PR #3849, opened 2024-07-01
Don't factor trailing zeroes into mantissa division

Feoramund:
This should fix issues where `N00 / (pow+2)` results in a different number than `N / pow`.

@karl-zylinski Would you be able to try this out and let me know if it resolves your issue with floating point precision loss from #3847?

### DIFF
--- a/core/strconv/strconv.odin
+++ b/core/strconv/strconv.odin
@@ -932,6 +932,7 @@ parse_f64_prefix :: proc(str: string) -> (value: f64, nr: int, ok: bool) {
 		nd := 0
 		nd_mant := 0
 		decimal_point := 0
+		trailing_zeroes_nd := -1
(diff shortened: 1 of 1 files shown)


karl-zylinski:
This resolves my issues. Thank you so much! You're such a great contributor to this project!

For reference, this program:
```
v: f64 = 1
b := strings.builder_make()
strings.write_f64(&b, v, 'f')
vs := strings.to_string(b)
vv, _ := strconv.parse_f64(vs)
fmt.println(vv)
```
outputs `1.976262583364986e-308` without these changes.
With these changes it outputs just `1`.

Similarly, with `v: f64 = 1.2` it outputs `1.1102230246251565` without these changes. But with these changes it outputs a perfect `1.2`.

✨✨✨✨

Issue #3856, opened 2024-07-02
src/llvm_backend_const.cpp(412): Assertion Failure: `sz >= max_count` max_count: 7, sz: 4, written: 0, type int


laytan:
On 32 bit targets (wasm32, arm32) the following code raises the assertion failure in the title of this issue:

```odin
package main

import "core:math"

main :: proc() {
	x := math.round_f64(1)
}
```

laytan:
Looks like the constant math is acting as if the destination is int, which the value doesn't fit in on 32 bit so it asserts there
Doing this "fixes" it:
```patch
diff --git a/core/math/math.odin b/core/math/math.odin
index 3d0ab3c4e..1a76d5244 100644
--- a/core/math/math.odin
+++ b/core/math/math.odin
@@ -805,8 +805,8 @@ round_f64 :: proc "contextless" (x: f64) -> f64 {
             bits |= transmute(u64)f64(1)
         }
     } else if e < bias + shift {
-        half     :: 1 << (shift - 1)
-        mantissa :: (1 << shift) - 1
+        half     :: u64(1) << (shift - u64(1))
+        mantissa :: (u64(1) << shift) - u64(1)
         e -= bias
         bits += half >> e
         bits &~= mantissa >> e
 ```

PR #3859, opened 2024-07-02
wasm: support `vendor:stb/truetype` and `vendor:fontstash`

laytan:
- Adds linking of wasm object files to the compiler and linker, very simply looks at the file extension being `.o`, I am open for better ideas but we already have a bunch of file extension checks so it should fit the codebase
- Makes the `core:os` package work much better on `wasi`, previously it would take file descriptor number 3 and use that as the relative base for every `os.open`, this only works (and only with relative paths) if the environment makes number 3 the current directory. Now we use the preopen functionality correctly by retrieving them all to check paths given to `os.open` against
- Adds a separate compilation of a wasm object file to `vendor:stb/truetype` and redefines the stdlib symbols it would normally use to Odin's definitions

I found a bug #3856 which makes the `fmod` definition not work, I added a panic for now, which in my use-case wasn't hit because this is only used in a single exported function.


laytan:
I might move the preopen things out of `@(init)` so it is not compiled in when you don't use `os.open`

PR #3861, opened 2024-07-02
Remove @(require_results) from `arena_init_X` in `virtual.odin`

karl-zylinski:
Since you can init a growing arena like this (which is how I usually do it):
```
arena: vmem.Arena
arena_allocator := vmem.arena_allocator(&arena)
```
And then use for example a dynamic array to grow that arena without having to handle any allocation error, then you shouldn't be required to handle the initial error of the arena init either.


gingerBill:
No. I added that on purpose.

PR #3881, opened 2024-07-06
[core:strings] split_by_byte_iterator add nil pointer & empty string check

blob1807:
add nil check to prevent deferring a nil pointer and empty string check to stop iterating early.

### DIFF
--- a/core/strings/strings.odin
+++ b/core/strings/strings.odin
@@ -1059,6 +1059,11 @@ Output:
 
 */
 split_by_byte_iterator :: proc(s: ^string, sep: u8) -> (res: string, ok: bool) {
+	// stop once the string is empty or nil
+	if s == nil || len(s^) == 0 {
+		return
+	}
+	
 	m := index_byte(s^, sep)
 	if m < 0 {
 		// not found


Kelimion:
I'm not seeing it iterate on an empty string or crash because of a `nil` dereference:
```cpp
package bug

import "core:mem"
import "core:fmt"
import "core:strings"

_main :: proc() {
	fmt.println("--- 4-piece string ---")
	{
		i := 0; foo := "foo,bar,baz,blarz"
		for piece in strings.split_by_byte_iterator(&foo, ',') {
			defer i += 1
			fmt.println(i, piece)
		}
	}

	fmt.println("--- empty string ---")
	{
		i := 0; foo := ""
		for piece in strings.split_by_byte_iterator(&foo, ',') {
			defer i += 1
			fmt.println(i, piece)
		}
	}

	fmt.println("--- nil string ---")
	{
		_foo: []u8
		i := 0; foo := string(_foo)
		for piece in strings.split_by_byte_iterator(&foo, ',') {
			defer i += 1
			fmt.println(i, piece)
		}
	}
	fmt.println("That's all folks!")
}
```

Can you share usage code that illustrates this nil pointer dereference? I'm not seeing anything to fix that this fix addresses in practice.

Kelimion:
I can think of this, but while I can see a nil data pointer in a string as above, how would you run into `^string  = nil` without the caller writing buggy code?
```cpp
fmt.println("--- nil ^string pointer ---")
{
	i := 0; foo: ^string
	for piece in strings.split_by_byte_iterator(foo, ',') {
		defer i += 1
		fmt.println(i, piece)
	}
}
```

Kelimion:
I'm inclined not to merge it for several reasons:
1) A crash because of a nil deference is a useful signal to the programmer that they goofed up. Your patch would allow buggy code (for passing a nil string pointer to begin with) to continue execution and wreak more havoc down the line. That's ultimately not in the programmer's interest.

2) A `for in` iteration of the same nil pointer crashes, so this fix introduces new semantics to the language.
```cpp
	foo: ^string
	for ch, i in foo^ {
		fmt.println(i, ch)
	}
	fmt.println("That's all folks!")
```

blob1807:
> 1. A crash because of a nil deference is a useful signal to the programmer that they goofed up. Your patch would allow buggy code (for passing a nil string pointer to begin with) to continue execution and wreak more havoc down the line. That's ultimately not in the programmer's interest.

I should have pointed out that this keeps it in line with how the normal split_iterator works.
https://github.com/odin-lang/Odin/blob/80d122f531bb8534f9885598db7d788a4c0f02c9/core/strings/strings.odin#L1003-L1007

If this is the right solution. then shouldn't split_iterator be changed as well?

Kelimion:
> > 1. A crash because of a nil deference is a useful signal to the programmer that they goofed up. Your patch would allow buggy code (for passing a nil string pointer to begin with) to continue execution and wreak more havoc down the line. That's ultimately not in the programmer's interest.
> 
> I should have pointed out that this keeps it in line with how the normal split_iterator works.
> 
> https://github.com/odin-lang/Odin/blob/80d122f531bb8534f9885598db7d788a4c0f02c9/core/strings/strings.odin#L1003-L1007
> 
> If this is the right solution. then shouldn't split_iterator be changed as well?

That's a good point. I'll remove it there as well.

Kelimion:
Rather than passing garbage to a procedure and then expecting it not to throw up, we should really try not to pass garbage in the first place.

It's what we do with untrusted user input as well: validate, then use. Now you could argue that the split iterator here would be doing that validation before doing useful work, but it's already been pushed down the stack for it to get that far.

* * * *

▶ _INSTRUCTIONS FOR THE TASK_
Give every entry again, character for character.

▶ _OUTPUT OF THE EXERCISE_
PR #3849, opened 2024-07-01
Don't factor trailing zeroes into mantissa division

Feoramund:
This should fix issues where `N00 / (pow+2)` results in a different number than `N / pow`.

@karl-zylinski Would you be able to try this out and let me know if it resolves your issue with floating point precision loss from #3847?

### DIFF
--- a/core/strconv/strconv.odin
+++ b/core/strconv/strconv.odin
@@ -932,6 +932,7 @@ parse_f64_prefix :: proc(str: string) -> (value: f64, nr: int, ok: bool) {
 		nd := 0
 		nd_mant := 0
 		decimal_point := 0
+		trailing_zeroes_nd := -1
(diff shortened: 1 of 1 files shown)


karl-zylinski:
This resolves my issues. Thank you so much! You're such a great contributor to this project!

For reference, this program:
```
v: f64 = 1
b := strings.builder_make()
strings.write_f64(&b, v, 'f')
vs := strings.to_string(b)
vv, _ := strconv.parse_f64(vs)
fmt.println(vv)
```
outputs `1.976262583364986e-308` without these changes.
With these changes it outputs just `1`.

Similarly, with `v: f64 = 1.2` it outputs `1.1102230246251565` without these changes. But with these changes it outputs a perfect `1.2`.

✨✨✨✨

Issue #3856, opened 2024-07-02
src/llvm_backend_const.cpp(412): Assertion Failure: `sz >= max_count` max_count: 7, sz: 4, written: 0, type int


laytan:
On 32 bit targets (wasm32, arm32) the following code raises the assertion failure in the title of this issue:

```odin
package main

import "core:math"

main :: proc() {
	x := math.round_f64(1)
}
```

laytan:
Looks like the constant math is acting as if the destination is int, which the value doesn't fit in on 32 bit so it asserts there
Doing this "fixes" it:
```patch
diff --git a/core/math/math.odin b/core/math/math.odin
index 3d0ab3c4e..1a76d5244 100644
--- a/core/math/math.odin
+++ b/core/math/math.odin
@@ -805,8 +805,8 @@ round_f64 :: proc "contextless" (x: f64) -> f64 {
             bits |= transmute(u64)f64(1)
         }
     } else if e < bias + shift {
-        half     :: 1 << (shift - 1)
-        mantissa :: (1 << shift) - 1
+        half     :: u64(1) << (shift - u64(1))
+        mantissa :: (u64(1) << shift) - u64(1)
         e -= bias
         bits += half >> e
         bits &~= mantissa >> e
 ```

PR #3859, opened 2024-07-02
wasm: support `vendor:stb/truetype` and `vendor:fontstash`

laytan:
- Adds linking of wasm object files to the compiler and linker, very simply looks at the file extension being `.o`, I am open for better ideas but we already have a bunch of file extension checks so it should fit the codebase
- Makes the `core:os` package work much better on `wasi`, previously it would take file descriptor number 3 and use that as the relative base for every `os.open`, this only works (and only with relative paths) if the environment makes number 3 the current directory. Now we use the preopen functionality correctly by retrieving them all to check paths given to `os.open` against
- Adds a separate compilation of a wasm object file to `vendor:stb/truetype` and redefines the stdlib symbols it would normally use to Odin's definitions

I found a bug #3856 which makes the `fmod` definition not work, I added a panic for now, which in my use-case wasn't hit because this is only used in a single exported function.


laytan:
I might move the preopen things out of `@(init)` so it is not compiled in when you don't use `os.open`

PR #3861, opened 2024-07-02
Remove @(require_results) from `arena_init_X` in `virtual.odin`

karl-zylinski:
Since you can init a growing arena like this (which is how I usually do it):
```
arena: vmem.Arena
arena_allocator := vmem.arena_allocator(&arena)
```
And then use for example a dynamic array to grow that arena without having to handle any allocation error, then you shouldn't be required to handle the initial error of the arena init either.


gingerBill:
No. I added that on purpose.

PR #3881, opened 2024-07-06
[core:strings] split_by_byte_iterator add nil pointer & empty string check

blob1807:
add nil check to prevent deferring a nil pointer and empty string check to stop iterating early.

### DIFF
--- a/core/strings/strings.odin
+++ b/core/strings/strings.odin
@@ -1059,6 +1059,11 @@ Output:
 
 */
 split_by_byte_iterator :: proc(s: ^string, sep: u8) -> (res: string, ok: bool) {
+	// stop once the string is empty or nil
+	if s == nil || len(s^) == 0 {
+		return
+	}
+	
 	m := index_byte(s^, sep)
 	if m < 0 {
 		// not found


Kelimion:
I'm not seeing it iterate on an empty string or crash because of a `nil` dereference:
```cpp
package bug

import "core:mem"
import "core:fmt"
import "core:strings"

_main :: proc() {
	fmt.println("--- 4-piece string ---")
	{
		i := 0; foo := "foo,bar,baz,blarz"
		for piece in strings.split_by_byte_iterator(&foo, ',') {
			defer i += 1
			fmt.println(i, piece)
		}
	}

	fmt.println("--- empty string ---")
	{
		i := 0; foo := ""
		for piece in strings.split_by_byte_iterator(&foo, ',') {
			defer i += 1
			fmt.println(i, piece)
		}
	}

	fmt.println("--- nil string ---")
	{
		_foo: []u8
		i := 0; foo := string(_foo)
		for piece in strings.split_by_byte_iterator(&foo, ',') {
			defer i += 1
			fmt.println(i, piece)
		}
	}
	fmt.println("That's all folks!")
}
```

Can you share usage code that illustrates this nil pointer dereference? I'm not seeing anything to fix that this fix addresses in practice.

Kelimion:
I can think of this, but while I can see a nil data pointer in a string as above, how would you run into `^string  = nil` without the caller writing buggy code?
```cpp
fmt.println("--- nil ^string pointer ---")
{
	i := 0; foo: ^string
	for piece in strings.split_by_byte_iterator(foo, ',') {
		defer i += 1
		fmt.println(i, piece)
	}
}
```

Kelimion:
I'm inclined not to merge it for several reasons:
1) A crash because of a nil deference is a useful signal to the programmer that they goofed up. Your patch would allow buggy code (for passing a nil string pointer to begin with) to continue execution and wreak more havoc down the line. That's ultimately not in the programmer's interest.

2) A `for in` iteration of the same nil pointer crashes, so this fix introduces new semantics to the language.
```cpp
	foo: ^string
	for ch, i in foo^ {
		fmt.println(i, ch)
	}
	fmt.println("That's all folks!")
```

blob1807:
> 1. A crash because of a nil deference is a useful signal to the programmer that they goofed up. Your patch would allow buggy code (for passing a nil string pointer to begin with) to continue execution and wreak more havoc down the line. That's ultimately not in the programmer's interest.

I should have pointed out that this keeps it in line with how the normal split_iterator works.
https://github.com/odin-lang/Odin/blob/80d122f531bb8534f9885598db7d788a4c0f02c9/core/strings/strings.odin#L1003-L1007

If this is the right solution. then shouldn't split_iterator be changed as well?

Kelimion:
> > 1. A crash because of a nil deference is a useful signal to the programmer that they goofed up. Your patch would allow buggy code (for passing a nil string pointer to begin with) to continue execution and wreak more havoc down the line. That's ultimately not in the programmer's interest.
> 
> I should have pointed out that this keeps it in line with how the normal split_iterator works.
> 
> https://github.com/odin-lang/Odin/blob/80d122f531bb8534f9885598db7d788a4c0f02c9/core/strings/strings.odin#L1003-L1007
> 
> If this is the right solution. then shouldn't split_iterator be changed as well?

That's a good point. I'll remove it there as well.

Kelimion:
Rather than passing garbage to a procedure and then expecting it not to throw up, we should really try not to pass garbage in the first place.

It's what we do with untrusted user input as well: validate, then use. Now you could argue that the split iterator here would be doing that validation before doing useful work, but it's already been pushed down the stack for it to get that far.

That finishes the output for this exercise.